■ What you are asked to do ■
Transcribe each entry. Change nothing.
* * * * *
PR #997, opened 2023-11-08
Constrained chunk shape estimation

### LINKED ISSUE #995: [Feature]: Define partial chunk shape for GenericDataChunkIterator

CodyCBakerPhD:
## Motivation

fix #995

Potential replacement of #996 

This is actually really good timing; the latest stage of Zarr integration in NeuroConv (https://github.com/catalystneuro/neuroconv/pull/569) benefits greatly from having these types of methods become static methods of the iterator (and its children) for broader usage, much as @oruebel suggests in https://github.com/hdmf-dev/hdmf/issues/995#issuecomment-1802509057

@bendichter Anyway, I did some mathematical reduction and refactoring of the suggested approach from #996; it's actually quite similar to the original axis ratio method in that one could imagine an altogether more general algorithm that places 'weight factors' on each axis to determine how strongly to bias the distribution of bytes throughout the process...

In the recently suggested update these weight factors would all be `1`; in the original, they are something proportional to the relative length of each axis

This PR also addresses @oruebel's comments by no longer requiring secondary methods

Two other changes:

I strongly suggest keeping the previous method accessible 'just in case' something unexpected arises in the new implementation; a lesson from learned from previous bugs in this iterator. The other fallback would be to force installation of a previous HDMF version, but that could be less desirable and cause other problems (such as incompatibilities) on top of that

Another lesson learned from the past, always use `math.prod` for these operations. Eventually these methods will be used on shapes with very large values, and `np.prod` overflows easily and silently (well, occasionally there might be a warning thrown but not always)

## How to test the behavior?

Existing tests may require updating to the newly predicted default values

A few new tests should be added for the static usage and showcase of the expected results from each strategy

## Checklist

### DIFF
--- a/src/hdmf/data_utils.py
+++ b/src/hdmf/data_utils.py
@@ -182,6 +182,12 @@ class GenericDataChunkIterator(AbstractDataChunkIterator):
             doc="Dictionary of keyword arguments to be passed directly to tqdm.",
             default=None,
         ),
+        dict(
+            name="chunking_strategy",
+            type=str,
+            doc="One of ['axis_ratio', 'uniform'].",
+            default=None,
+        ),
     )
* * * * *
■ Reply ■
PR #997, opened 2023-11-08
Constrained chunk shape estimation

### LINKED ISSUE #995: [Feature]: Define partial chunk shape for GenericDataChunkIterator

CodyCBakerPhD:
## Motivation

fix #995

Potential replacement of #996 

This is actually really good timing; the latest stage of Zarr integration in NeuroConv (https://github.com/catalystneuro/neuroconv/pull/569) benefits greatly from having these types of methods become static methods of the iterator (and its children) for broader usage, much as @oruebel suggests in https://github.com/hdmf-dev/hdmf/issues/995#issuecomment-1802509057

@bendichter Anyway, I did some mathematical reduction and refactoring of the suggested approach from #996; it's actually quite similar to the original axis ratio method in that one could imagine an altogether more general algorithm that places 'weight factors' on each axis to determine how strongly to bias the distribution of bytes throughout the process...

In the recently suggested update these weight factors would all be `1`; in the original, they are something proportional to the relative length of each axis

This PR also addresses @oruebel's comments by no longer requiring secondary methods

Two other changes:

I strongly suggest keeping the previous method accessible 'just in case' something unexpected arises in the new implementation; a lesson from learned from previous bugs in this iterator. The other fallback would be to force installation of a previous HDMF version, but that could be less desirable and cause other problems (such as incompatibilities) on top of that

Another lesson learned from the past, always use `math.prod` for these operations. Eventually these methods will be used on shapes with very large values, and `np.prod` overflows easily and silently (well, occasionally there might be a warning thrown but not always)

## How to test the behavior?

Existing tests may require updating to the newly predicted default values

A few new tests should be added for the static usage and showcase of the expected results from each strategy

## Checklist

### DIFF
--- a/src/hdmf/data_utils.py
+++ b/src/hdmf/data_utils.py
@@ -182,6 +182,12 @@ class GenericDataChunkIterator(AbstractDataChunkIterator):
             doc="Dictionary of keyword arguments to be passed directly to tqdm.",
             default=None,
         ),
+        dict(
+            name="chunking_strategy",
+            type=str,
+            doc="One of ['axis_ratio', 'uniform'].",
+            default=None,
+        ),
     )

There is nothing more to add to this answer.